G.Cremaschi - Fiat. Interverrà l'esercito?

Quando ancora ci si chiede come è stato possibile che la crisi economica sia esplosa così all’improvviso, senza nessun riflessione che l’annunciasse, basta guardare cosa sta avvenendo in Italia attorno alla Fiat per capire. Un ottundimento senza precedenti delle capacità critiche della stampa e dell’opinione pubblica, la santificazione di Marchionne, l’esaltazione del successo dell'impresa italiana, insomma la propaganda aziendale trasformata in comunicazione di regime a tutta l’opinione pubblica. Le preoccupazioni, i pensieri critici sono stati accantonati o considerati parte del solito sindacalismo antagonista, che non vuole rassegnarsi ad accettare la logica del “siamo tutti nella stessa barca”. (...)


Poi improvvisamente i giornali tedeschi, che ovviamente rispondono a logiche diverse da quelle del regime italiano, dicono esplicitamente la verità più ovvia. La Fiat si prepara a tagliare due stabilimenti in Italia. La cosa non stupisce. Tutta l’operazione della Fiat e di Marchionne è costruita su una strategia multinazionale nella quale l’occupazione e gli stabilimenti sono la variabile finale delle scelte strategiche, economiche e finanziarie, del gruppo. Lo stesso Marchionne ha dichiarato pubblicamente, in un’intervista estera pubblicata in Italia che non ha ricevuto alcun commento, di essere canadese e non italiano e che la Fiat è un’azienda multinazionale con stabilimenti in Italia. La proposta di scorporare l’auto dal resto del gruppo e di portare la nuova società, Fiat-Opel-Crysler eccetera, in Borsa è un modo per dire che la Fiat auto verrà venduta a una nuova società più grande.

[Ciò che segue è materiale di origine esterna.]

PR #201, opened 2018-04-20
Bugfix #194

### LINKED ISSUE #194: Semver support and bugfixes for version.py
[version.py](https://github.com/golemfactory/golem-messages/blob/master/version.py#L44) is based on [PEP 386](https://www.python.org/dev/peps/pep-0386/). In common cases like `0.5.3` it's compatible with [semver](https://semver.org) but more specific features like pre-release versions differ (`0.5.3-rc1` in semver vs `0.5.3rc1` in PEP 386). We want the script to fully support the semver form.

The problem is that `call_git_describe(prefix='v')` can't handle git tags like `v0.5.3-rc1`. It assumes that if there are hyphens in the output of `git describe`, they were added by git due to the commit not having a tag (e.g. `v0.5.2-8-gc3da727`).

1) Make the script handle versions like `0.5.3-rc1`.
    - Version may contain any number of hyphens. The presence of one or more hyphens should not be enough to assume that the commit is untagged. Instead of parsing the output of `git describe` in Python it might be better to use `git show` to print the tag and all the other info already in the desired format.
2) `RELEASE-VERSION` file is not updated when `call_git_describe()` fails.
    - `call_git_describe()` returns `None` when it fails for any reason. But this does not mean that `RELEASE-VERSION` file does not exist. It may exist and contain a valid version.
    - When that happens, `get_version()` returns the new version but **does not** update `RELEASE-VERSION` because it thinks the version did not change.
3) Make error handling in the script more robust.
    - The script catches `Exception` in multiple places and this way many problems that should be handled differently are treated the same way - silenced.
    - This also obscures the original cause of a problem. I think that the script should catch only the specific exception types it knows what to do with. Everything else should be let through and crash it so that it's noticed quickly and fixed.

kbeker:
Resolves #194

### DIFF
--- a/version.py
+++ b/version.py
@@ -40,18 +40,27 @@ VERSION_FILE = "RELEASE-VERSION"
 
 
 def call_git_describe(prefix='', cwd='.'):
-    cmd = 'git describe --tags --match %s[0-9]*' % prefix
+    version_name_cmd = 'git describe --tags --match %s[0-9]*' % prefix
+    last_tag_cmd = 'git describe --tags --abbrev=0'
     try:
         version = subprocess.run(
-            cmd.split(),
+            version_name_cmd.split(),
             stdout=subprocess.PIPE,
             check=True,
         ).stdout.decode()
+
+        last_tag = subprocess.run(
+            last_tag_cmd.split(),
+            stdout=subprocess.PIPE,
+            check=True,
+        ).stdout.decode()
+
         version = version.strip()[len(prefix):]
-        if '-' in version:
-            version = '{}+dev{}.{}'.format(*version.split('-'))
+        last_tag = last_tag.strip()[len(prefix):]
+        if version != last_tag:
+            version = f"{last_tag}+dev{version[len(last_tag)+1:].replace('-','.')}"
         return version
-    except Exception:
+    except subprocess.CalledProcessError:
         return None
 
 
@@ -60,7 +69,7 @@ def get_version(prefix='', cwd='.'):
     try:
         with path.open("r") as f:
             release_version = f.read()
-    except Exception:
+    except FileNotFoundError:
         release_version = None
 
     version = call_git_describe(prefix, cwd)
--- a/version.py
+++ b/version.py
@@ -34,9 +34,9 @@
 
 __all__ = ("get_version")
 
+import argparse
 import pathlib
 import subprocess
-import sys
 VERSION_FILE = "RELEASE-VERSION"
 
 
@@ -75,7 +75,7 @@ def call_git_describe(prefix='', cwd='.'):
     return version
 
 
-def get_version(prefix='', cwd='.', update_version_file=True):
+def get_version(prefix='', cwd='.', no_update_version_file=False):
     path = pathlib.Path(cwd) / VERSION_FILE
     try:
         with path.open("r") as f:
@@ -85,7 +85,7 @@ def get_version(prefix='', cwd='.', update_version_file=True):
 
     version = call_git_describe(prefix, cwd)
 
-    if not update_version_file:
+    if no_update_version_file:
         return version
 
     if version is None:
@@ -99,10 +99,7 @@ def get_version(prefix='', cwd='.', update_version_file=True):
 
 
 if __name__ == "__main__":
-    if '--no-update-version-file' in sys.argv and len(sys.argv) == 2:
-        update_version_file = False
-    elif len(sys.argv) == 1:
-        update_version_file = True
-    else:
-        raise ValueError('Invalid arguments')
-    print(get_version(prefix='v', update_version_file=update_version_file))
+    parser = argparse.ArgumentParser()
+    parser.add_argument('--no-update-version-file', action='store_true', default=False)
+    args = parser.parse_args()
+    print(get_version(prefix='v', no_update_version_file=args.no_update_version_file))
--- a/version.py
+++ b/version.py
@@ -36,6 +36,7 @@ __all__ = ("get_version")
 
 import pathlib
 import subprocess
+import sys
 VERSION_FILE = "RELEASE-VERSION"
 
 
@@ -57,21 +58,24 @@ def call_git_describe(prefix='', cwd='.'):
     ).stdout.decode()
 
     assert ' ' not in prefix
+    assert version.strip().startswith(prefix)
+    assert last_tag.strip().startswith(prefix)
+
     version = version.strip()[len(prefix):]
     last_tag = last_tag.strip()[len(prefix):]
+
+    assert version.startswith(last_tag)
     if version != last_tag:
-        """
-        Helper to generate version compatible with semver
-        Compares the last tag version name with the version name
-        where the repository is currently located
-        If it is not currently on tag adds '+dev' beetwen last tag name
-        and a number of commits behind it separated by hyphens with short commit hash
-        """
+        # `version` does not match the last tag so we must be on an untagged commit.
+        # In that case `version` is that tag with a suffix consisting of the number of commits and a commit ID.
+        # To make this very clear, we want to insert `+dev` between the tag and the suffix. Also, replace the
+        # hyphen in the suffix with a dot but without mangling any hyphens that might be in the tag.
+        # In effect something like 0.5.3-rc5-post1-5-78df3e12 becomes 0.5.3-rc5-post1+dev5.78df3e12.
         version = f"{last_tag}+dev{version[len(last_tag) + 1:].replace('-', '.')}"
     return version
 
 
-def get_version(prefix='', cwd='.', generate_version=True):
+def get_version(prefix='', cwd='.', update_version_file=True):
     path = pathlib.Path(cwd) / VERSION_FILE
     try:
         with path.open("r") as f:
@@ -79,13 +83,14 @@ def get_version(prefix='', cwd='.', generate_version=True):
     except FileNotFoundError:
         release_version = None
 
-    if generate_version:
-        version = call_git_describe(prefix, cwd)
-    else:
-        return release_version
+    if not update_version_file:
+        if not release_version:
+            raise ValueError("Cannot find the version number!")
+        else:
+            return release_version
 
-    if version is None:
-        version = release_version
+    version = call_git_describe(prefix, cwd)
+
     if version is None:
         raise ValueError("Cannot find the version number!")
 
@@ -97,4 +102,8 @@ def get_version(prefix='', cwd='.', generate_version=True):
 
 
 if __name__ == "__main__":
-    print(get_version(prefix='v'))
+    if '--no-update-version-file' in sys.argv:
+        update_version_file = False
+    else:
+        update_version_file = True
+    print(get_version(prefix='v', update_version_file=update_version_file))
--- a/version.py
+++ b/version.py
@@ -83,13 +83,10 @@ def get_version(prefix='', cwd='.', update_version_file=True):
     except FileNotFoundError:
         release_version = None
 
-    if not update_version_file:
-        if not release_version:
-            raise ValueError("Cannot find the version number!")
-        else:
-            return release_version
-
     version = call_git_describe(prefix, cwd)
+
+    if not update_version_file:
+        return version
 
     if version is None:
         raise ValueError("Cannot find the version number!")
@@ -105,5 +102,5 @@ if __name__ == "__main__":
     if '--no-update-version-file' in sys.argv:
         update_version_file = False
     else:
-        update_version_file = True
+        raise ValueError('Cannot get appropriate parameter')
     print(get_version(prefix='v', update_version_file=update_version_file))
--- a/version.py
+++ b/version.py
@@ -40,31 +40,38 @@ VERSION_FILE = "RELEASE-VERSION"
 
 
 def call_git_describe(prefix='', cwd='.'):
-    version_name_cmd = 'git describe --tags --match %s[0-9]*' % prefix
-    last_tag_cmd = 'git describe --tags --abbrev=0'
-    try:
-        version = subprocess.run(
-            version_name_cmd.split(),
-            stdout=subprocess.PIPE,
-            check=True,
-        ).stdout.decode()
+    version_cmd = 'git describe --tags --match %s[0-9]*' % prefix
+    last_tag_cmd = 'git describe --tags --match %s[0-9]* --abbrev=0' % prefix
+    version = subprocess.run(
+        version_cmd.split(),
+        stdout=subprocess.PIPE,
+        check=True,
+        shell=False,
+    ).stdout.decode()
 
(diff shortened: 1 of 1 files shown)


version.py
```diff
@@ -60,7 +69,7 @@ def get_version(prefix='', cwd='.'):
     try:
         with path.open("r") as f:
             release_version = f.read()
-    except Exception:
+    except FileNotFoundError:
```
jiivan: :+1:

version.py
```diff
@@ -40,18 +40,27 @@
...
+
         version = version.strip()[len(prefix):]
-        if '-' in version:
-            version = '{}+dev{}.{}'.format(*version.split('-'))
+        last_tag = last_tag.strip()[len(prefix):]
+        if version != last_tag:
+            version = f"{last_tag}+dev{version[len(last_tag)+1:].replace('-','.')}"
         return version
-    except Exception:
+    except subprocess.CalledProcessError:
```
jiivan: :+1:

version.py
```diff
@@ -40,18 +40,27 @@
...
+            stdout=subprocess.PIPE,
+            check=True,
+        ).stdout.decode()
+
         version = version.strip()[len(prefix):]
-        if '-' in version:
-            version = '{}+dev{}.{}'.format(*version.split('-'))
+        last_tag = last_tag.strip()[len(prefix):]
+        if version != last_tag:
+            version = f"{last_tag}+dev{version[len(last_tag)+1:].replace('-','.')}"
```
jiivan: Looks good but I would like to see some comment why it's done this way. I.e. that it helps with tags that have hyphens in them like described in an issue.

version.py
cameel: I think that we should not catch `CalledProcessError`. This error means that the command failed, e.g. because the process has returned a non-zero exit code. I'd prefer the script to fail immediately and let me know that there's a problem rather than return `None` and proceed.

Also, as long as this function can return `None`, point 2 from #194 is not addressed.

version.py
```diff
@@ -40,18 +40,27 @@
...
+        last_tag = subprocess.run(
+            last_tag_cmd.split(),
+            stdout=subprocess.PIPE,
+            check=True,
+        ).stdout.decode()
+
         version = version.strip()[len(prefix):]
-        if '-' in version:
-            version = '{}+dev{}.{}'.format(*version.split('-'))
+        last_tag = last_tag.strip()[len(prefix):]
```
cameel: This won't work correctly if `prefix` contains leading whitespace. I'd add an `assert` against that.

Actually, given that `prefix` gets embedded in a bash command above, the function won't work if it contains any whitespace - leading, trailing or spaces between words.

version.py
```diff
@@ -40,18 +40,27 @@
...
-            cmd.split(),
+            version_name_cmd.split(),
             stdout=subprocess.PIPE,
             check=True,
         ).stdout.decode()
+
+        last_tag = subprocess.run(
+            last_tag_cmd.split(),
+            stdout=subprocess.PIPE,
+            check=True,
```
cameel: We're not relying on any shell features. It would be better to run both commands with `shell=False`.

version.py
```diff
@@ -40,18 +40,27 @@
 
 
 def call_git_describe(prefix='', cwd='.'):
-    cmd = 'git describe --tags --match %s[0-9]*' % prefix
+    version_name_cmd = 'git describe --tags --match %s[0-9]*' % prefix
+    last_tag_cmd = 'git describe --tags --abbrev=0'
```
cameel: Isn't `--match` necessary in both commands? Otherwise `last_tag_cmd` can be a tag that does not have the prefix. Below you're assuming that it must have the prefix because you're stripping it.

Since it's obviously your assumption that both `version` and `last_tag` start with the prefix and the code is broken if they don't maybe it would be good idea to have assertions against that. If you had these asserts they would catch this problem.

cameel: Why not `version_cmd` for consistency with `version` variable below?

version.py
cameel: I see that there's an assumption that `version_name_cmd` is either equal to `last_tag_cmd` or contains it as a prefix. Adding an `assert` for this assumption would make that more apparent to someone reading the code and also, conveniently, let Python check and and alert us in development if your assumption does not hold true some case.

cameel: This style violates PEP8. You should add spaces around arithmetical operators and after commas:
``` python
version = f"{last_tag}+dev{version[len(last_tag) + 1:].replace('-', '.')}"
```

kbeker: I did this this way because we want to support all versioning so I needed to get last tag name, and name of tag where present code is and then see if there is any difference - if is add prefix `+dev` beetwen last tag name and number commits behind this tag.

I didn't know where you want comment - here - or in code so if you want this in code I will rewrite it. :)

version.py
kbeker: @cameel 
```call_git_describe() returns None when it fails for any reason. But this does not mean that RELEASE-VERSION file does not exist. It may exist and contain a valid version.```
There is actually a check that if there is any version in RELEASE-VERSION and function `call_git_describe()` returns None it won't change version what is in this file.
```   
    if version is None:
        version = release_version
    if version is None:
        raise ValueError("Cannot find the version number!")

    if version != release_version:
        with path.open("w") as f:
            f.write(version)
```

File: version.py (hunk 3 above)
Comment (kbeker) [reply version.py]: @jiivan Do you want some comment in code about how it's done or here?

File: version.py (hunk 4 above)
Comment (kbeker) [reply version.py]: Done

File: version.py (hunk 5 above)
Comment (kbeker) [reply version.py]: Done

File: version.py (hunk 6 above)
Comment (kbeker) [reply version.py]: Done

Comment (kbeker) [reply version.py]: Done

File: version.py (hunk 3 above)
Comment (kbeker) [reply version.py]: Done

Comment (kbeker) [reply version.py]: Also added asset so @cameel part Done

Comment (jiivan) [reply version.py]: In code

File: version.py (hunk 2 above)
Comment (cameel) [reply version.py]: But that's what I mean. If this happens, `RELEASE-VERSION` is not updated but the script does not fail. Which means that the caller will think that everything went fine and use the wrong version.

That's something that actually happened for us when we encountered the problem with dashes in version numbers. @bartoszbetka reported that the `RELEASE-VERSION` is not always updated when we run the script to generate it, even though it's supposed to be.

The function should fail if this happens.

File: version.py (hunk 5 above)
Comment (cameel) [reply version.py]: Did you push all your changes? I don't see `shell=False` in the code.

File: version.py [hunk 7]
```diff
@@ -40,18 +40,28 @@
...
+            check=False,
+        ).stdout.decode()
+
+        assert ' ' not in prefix
         version = version.strip()[len(prefix):]
-        if '-' in version:
-            version = '{}+dev{}.{}'.format(*version.split('-'))
+        last_tag = last_tag.strip()[len(prefix):]
+        if version != last_tag:
+            version = f"{last_tag}+dev{version[len(last_tag) + 1:].replace('-', '.')}"
```
cameel: Please replace `+dev` with `-dev` according to our discussion on Rocket.

Of course do it in a separate (non-fixup) commit since this does significantly change the output so it should be visible as a separate change.

cameel: What about https://github.com/golemfactory/golem-messages/pull/201#discussion_r183093950?

version.py
kbeker: @cameel 
Yes, I have changed it and I pushed everything. See: https://github.com/golemfactory/golem-messages/pull/201/files#diff-78c8de9f11870b74f87e1deeffeccb84R49

kbeker: I have read that you want me to change `check`. Already fixed. Done

version.py
kbeker: @cameel So the best way to do this will be deleting try-except part of code and if only any error will appear it will fail. 
I change it as I wrote. Check if this is ok

version.py
kbeker: Done

version.py
kbeker: Done

kbeker: @cameel see my qustion on Rocket please

version.py
cameel: Yeah, but please make sure you test it in all relevant scenarios:
- reading `RELEASE-VERSION` or generating it
- `git describe` fails or does not fail (e.g. because git is not installed)
- `RELEASE-VERSION` exists on disk or does not exist.

Please check all 8 combinations. I think removing this handler may have broken reading `RELEASE-VERSION` when git is not installed. If that's the case, more changes would be needed.

version.py
cameel: The consensus seems to be that the fix should be elsewhere. So let's leave it at `+dev`.

version.py
kbeker: @cameel 
Done. Now if we use function `get_version(generate_version=False)` we only read version from file exactly as you said.

cameel: So please remove the exception handlers from `call_git_describe()` now.

kbeker: Done, exception handlers removed

version.py
```diff
@@ -40,30 +40,49 @@
...
             release_version = f.read()
-    except Exception:
+    except FileNotFoundError:
         release_version = None
 
-    version = call_git_describe(prefix, cwd)
+    if generate_version:
+        version = call_git_describe(prefix, cwd)
+    else:
+        return release_version
```
cameel: When `generate_version` is `False` and `RELEASE-VERSION` does not exist the script should fail.

You can do this by raising an exception there or later, inside the `__main__` block.

version.py
```diff
@@ -40,30 +40,49 @@
...
 
     if version is None:
         version = release_version
```
cameel: This part can be simplified now because `version` will never be `None`.

version.py
```diff
@@ -40,30 +40,49 @@
...
+
+    assert ' ' not in prefix
+    version = version.strip()[len(prefix):]
+    last_tag = last_tag.strip()[len(prefix):]
+    if version != last_tag:
+        """
+        Helper to generate version compatible with semver
+        Compares the last tag version name with the version name
+        where the repository is currently located
+        If it is not currently on tag adds '+dev' beetwen last tag name
```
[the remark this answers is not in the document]
kbeker: Done

version.py
```diff
@@ -40,30 +40,49 @@
...
+    ).stdout.decode()
+
+    assert ' ' not in prefix
+    version = version.strip()[len(prefix):]
+    last_tag = last_tag.strip()[len(prefix):]
+    if version != last_tag:
+        """
+        Helper to generate version compatible with semver
+        Compares the last tag version name with the version name
+        where the repository is currently located
```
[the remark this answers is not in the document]
kbeker: Done

version.py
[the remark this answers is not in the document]
kbeker: Done

version.py
```diff
@@ -40,30 +40,49 @@
...
+        If it is not currently on tag adds '+dev' beetwen last tag name
+        and a number of commits behind it separated by hyphens with short commit hash
+        """
+        version = f"{last_tag}+dev{version[len(last_tag) + 1:].replace('-', '.')}"
```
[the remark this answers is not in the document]
kbeker: Done

version.py
```diff
@@ -40,30 +40,49 @@
...
+
+    last_tag = subprocess.run(
+        last_tag_cmd.split(),
+        stdout=subprocess.PIPE,
+        check=True,
+        shell=False,
+    ).stdout.decode()
+
+    assert ' ' not in prefix
+    version = version.strip()[len(prefix):]
```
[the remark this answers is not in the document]
kbeker: Done

version.py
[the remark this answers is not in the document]
kbeker: Done

version.py
kbeker: Done

version.py
kbeker: Do you want me to do specific exception or just `Exception`?

kbeker:
@cameel 
All changes added.

version.py
cameel: I would personally always use a custom exception class but since the code is already using `ValueError` raising it is fine too.

kbeker: So it is done

version.py
```diff
@@ -36,37 +36,61 @@
...
     path = pathlib.Path(cwd) / VERSION_FILE
     try:
         with path.open("r") as f:
             release_version = f.read()
-    except Exception:
+    except FileNotFoundError:
         release_version = None
 
+    if not update_version_file:
+        if not release_version:
```
cameel: This should be `if release_version is None:`. Or `if release_version in [None, '']:` if you really wanted to raise the error when the file is empty.

version.py
```diff
@@ -78,4 +102,8 @@ def get_version(prefix='', cwd='.'):
 
 
 if __name__ == "__main__":
-    print(get_version(prefix='v'))
+    if '--no-update-version-file' in sys.argv:
+        update_version_file = False
+    else:
+        update_version_file = True
```
cameel: You missed this part:

>  It should fail if it gets anything else than this option or no options at all.

cameel: This could be shortened to
``` python
update_version_file = ('--no-update-version-file' in sys.argv')
```

kbeker: Done

kbeker: Good to know:) Done
@cameel ready for review

version.py
```diff
@@ -78,4 +99,10 @@ def get_version(prefix='', cwd='.'):
 
 
 if __name__ == "__main__":
-    print(get_version(prefix='v'))
+    if '--no-update-version-file' in sys.argv and len(sys.argv) == 2:
+        update_version_file = False
+    elif len(sys.argv) == 1:
+        update_version_file = True
+    else:
+        raise ValueError('Cannot get appropriate parameter')
```
cameel: Please reword: `Invalid arguments`

kbeker:
@jiivan Could you look at this PR now? Because @cameel already accepted it :) 
I don't know what is going on with `ci/circleci — Your tests failed on CircleCI` becuase I run tests locally and everything is fine. Any hints?

version.py
kbeker: Done :)

version.py
```diff
@@ -78,4 +99,10 @@ def get_version(prefix='', cwd='.'):
 
 
 if __name__ == "__main__":
-    print(get_version(prefix='v'))
+    if '--no-update-version-file' in sys.argv and len(sys.argv) == 2:
+        update_version_file = False
+    elif len(sys.argv) == 1:
+        update_version_file = True
+    else:
+        raise ValueError('Invalid arguments')
```
jiivan: We should probably use [argparse](https://docs.python.org/3/library/argparse.html#module-argparse) instead of mocking our own solution from scratch.

kbeker: @jiivan Done, if it is OK, just merge it please.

Stiamo nella sostanza assistendo all’avvio dello smantellamento della Fiat, e questo viene invece presentato come un grande successo dell’industria nazionale. Viene in mente quello che è successo all’Olivetti, dove un grande manager anche egli salvatore della patria, Colaninno, ha puntato alla crescita esponenziale dell’azienda con la scalata a Telecom, spiegando tutto in termini di economia di scala, sinergie eccetera. Ora l’Olivetti non esiste più come azienda industriale e la Telecom è quella che è, anche perché adesso Colaninno si dedica ad Alitalia…

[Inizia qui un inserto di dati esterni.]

Issue #196, opened 2018-04-16
Add Concent constants to golem-messages


shadeofblue:

cameel:
Constants currently defined in Concent:

``` python
CONCENT_MESSAGING_TIME    = 3600
FORCE_ACCEPTANCE_TIME     = 3600 * 4
MAXIMUM_DOWNLOAD_TIME     = 1800
SUBTASK_VERIFICATION_TIME = 3600 * 4
PAYMENT_DUE_TIME          = 3600 * 12
```

Note that [maximum_download_time()](https://github.com/golemfactory/golem-messages/blob/v2.3.4/golem_messages/helpers.py#L23-L39) is a constant in Concent but not in golem-messages. We're going to change that in Concent.

PR #202, opened 2018-04-23
Add concent time constants & helpers

jiivan:
fixes: #196 

concent constants: https://github.com/golemfactory/concent/blob/415d34f326b48fc964f0c3cd684e685cad042c0e/concent_api/concent_api/settings/base.py#L222-L246

related to: https://github.com/golemfactory/concent/issues/312

### DIFF
--- a/golem_messages/helpers.py
+++ b/golem_messages/helpers.py
@@ -4,6 +4,18 @@ import math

Siamo sicuri che l’astuto amministratore delegato della Fiat apprezzerà una campagna nazionalistica e campanilistica priva di oggetto, ma assolutamente utile agli interessi suoi e degli azionisti. Molto meno a quelli dei lavoratori degli stabilimenti. La domanda è molto semplice: se alla fine gli affari della Fiat andranno in porto e si avrà una nuova azienda che chiude in Italia due stabilimenti, cancellando così 15.000 posti di lavoro, quale sarà il guadagno per il Paese? Sappiamo già la risposta di regime. Si spiegherà che questo è il meno peggio, che se la Fiat non avesse fatto questo accordo tutti gli stabilimenti avrebbero chiuso. Insomma, ci si deve rassegnare a quello che passa il convento, anzi ai suoi avanzi.
C’è una sola cosa da fare invece: bisogna ribellarsi. Bisogna dire di no alla chiusura degli stabilimenti e al taglio dei posti di lavoro e rendere operativa la minaccia del segretario della Fiom, che recentemente ha detto: “se dovessero chiudere Pomigliano, sarebbe necessario l’intervento dell’esercito”.